Human-caused climate change was the driving force behind Hurricane Maria’s devastating and deadly precipitation, a new study finds.
Maria hit Puerto Rico on September 20, 2017 as a super-hurricane with 155-mile-per-hour winds. The record-breaking storm caused more than $90 billion in damage, with independent fatality estimates ranging from 2,975 deaths to “more than 5,000.”
The authors of the new Geophysical Research Letters study concluded that a Maria-level hurricane “is nearly five times more likely to form now than during the 1950s, an increase due largely to the effects of human-induced warming.”
How does global warming drive extreme deluges? As lead author David Keellings explained, it’s the combination of key long-term changes in the climate “like the atmosphere getting warmer, sea surface temperatures increasing, and more moisture being available in the atmosphere.”
These findings, along with similar studies on how climate change worsened Hurricane Harvey, underscore the warning issued by many scientists regarding the impact of Maria and other super-hurricanes: Global warming is fueling these increasingly intense and destructive storms.
“This study reaffirms what many of us have already concluded, namely that climate change has worsened the impacts of devastating recent hurricanes like Maria,” climatologist Michael Mann told Think Progress in an email. “As this study demonstrates, warmer oceans were responsible for the extreme rainfall and flooding Puerto Rico experienced. I would add that near record warm ocean temperatures also played a role in the rapid intensification of the storm into a category five monster.”

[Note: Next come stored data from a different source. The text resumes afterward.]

PR #5869, opened 2021-02-09
Update yarn.lock

reggieriser:
## Description

It looks like our `yarn.lock` file got out of sync recently for some storybook dependencies (looks like we did some storybook updates late last week).  May just be some timing issue with the dependabot PR.  At any rate, this PR contains a regenerated `yarn.lock` that should prevent it from showing up as a local diff when building the client.

## Setup

`make clean client_deps` -- make sure there are no local diffs after this.

### DIFF
--- a/yarn.lock
+++ b/yarn.lock
@@ -2604,21 +2604,6 @@
     prop-types "^15.7.2"
     regenerator-runtime "^0.13.7"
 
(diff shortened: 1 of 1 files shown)


monfresh (approved):
LGTM

PR #5872, opened 2021-02-09
use latest milmove-cypress image: MB-6645

lynzt:
## Description

We have a repo `circleci-docker` that contains a build of cypress for our integration tests. When we update any packages in `circleci-docker`, we should pull the latest image of into `mymove`.

the `circleci-docker` pr: https://github.com/transcom/circleci-docker/pull/75

## Reviewer Notes

Did I get the correct hash from Dockerhub image?

## Setup

the integration tests should run w/o an issue on circle

## References

* [Jira story](https://dp3.atlassian.net/browse/MB-6645) for this change


felipe-lee:
It looks like there's a few other places that use the hashed version of the image. Several of them seem like they're meant for only local use so idk if it'd be better to just convert them to the non-hashed version or not. 
Screen Shot 2021-02-09 at 16 47 34
The image shows the two you updated, but also has some that haven't been updated in a few months. It also shows 4 that use the non-hashed version for local use, which is what makes me think we can update the other local ones to be the non-hashed version.

gidjin:
> It looks like there's a few other places that use the hashed version of the image. Several of them seem like they're meant for only local use so idk if it'd be better to just convert them to the non-hashed version or not to avoid having to update so many, and because for local development, the hashed version matters a little less.
> 
> Screen Shot 2021-02-09 at 16 47 34
> 
> The image shows the two you updated, but also has some that haven't been updated in a few months. It also shows 4 that use the non-hashed version. Three of those seem for local use, which is what makes me think we can update the other local ones to be the non-hashed version.

This is probably something the docs need to clarify, but there are more than one image in the circleci-docker repo. You have to look at the tag names to see which is which. IE `cypress-docker:milmove-app-<hash>` is different from `cypress-docker:milmove-cypress-hash`. That said I agree with feilipe, if we change `milmove-app` hash for circle config we should update it everywhere. I wonder if @lynzt  meant to only change cypress related ones. 

As I recall we each different image gets its own tag, there isn't one `latest` for all circleci-docker images, also having the hash ensures we are not surprised by upgrades, especially in CircleCI which is where these are mostly used. But these change so infrequently it hasn't been an issue, though open to hearing otherwise.

.circleci/config.yml
```diff
@@ -13,7 +13,7 @@ version: '2.1'
 
 # References for variables shared across the file
 references:
-  circleci-docker: &circleci-docker milmove/circleci-docker:milmove-app-ff8839d671dc164855c21255c40541bb23fa1e75
+  circleci-docker: &circleci-docker milmove/circleci-docker:milmove-app-24c1fef64420e1e48de3ddb8749bad5534e272c4
```
gidjin, line 16: Did you intend to upgrade this or only references to `milmove-cypress`?

felipe-lee (approved):

PR #5873, opened 2021-02-09
[MB-5432] [CAT III] Property should not be marked as both required and readOnly

Ronolibert:
## Description

Removed createdAt and updatedAt from the required fields on the Upload definition

## Reviewer Notes
- Is this correct? From what I understand, `readOnly` is configuration for responses and `required` is a configuration for requests so I can see why this validation warning exists but are there situations where we would want both?
 
## Setup
`make server_test`

## References

* [Jira story](https://dp3.atlassian.net/browse/MB-5423) for this change

### DIFF
--- a/pkg/gen/primeapi/embedded_spec.go
+++ b/pkg/gen/primeapi/embedded_spec.go
@@ -2183,9 +2183,7 @@ func init() {
       "required": [
         "filename",
         "contentType",
-        "bytes",
-        "createdAt",
-        "updatedAt"
+        "bytes"
       ],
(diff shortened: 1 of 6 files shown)


shimonacarvalho:
`readOnly` says that this value should not be in the request as it will have no effect. We use this a lot in primeAPI because it makes the field disappear from the redoc. And yeah `required` means it must be in the request. So I can see how `required` and `readOnly` wouldn't really make sense together.

shimonacarvalho (approved):
LGTM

For this latest study, researchers looked at precipitation data from 35 historical weather stations for the 129 hurricanes that hit the island since 1956, which was the earliest year with dependable records.
They concluded that Maria generated the highest maximum daily rainfall for the island among those 129 storms — a stunning 1,029 millimeters (41 inches). The next closest hurricane in the historical record was 774.9 mm (30.5 inches), a full 10 inches less.
The authors then used a statistical analysis “that accounts for natural climate variability and long‐term climate change influences on extreme rainfall” to determine the influence human-caused climate change had on the rainfall.
They found a nearly five-fold increase in the chances of such an extreme deluge in 2017 compared to 1956, primarily because of climate change.
The United States clearly needs to be prepared for more Harveys and Marias, due to the warming that’s already occurred. But these super-storms and their deluges will just keep getting more and more intense in the coming decades until we slash emissions deeply enough to slow and then stop human-caused global warming.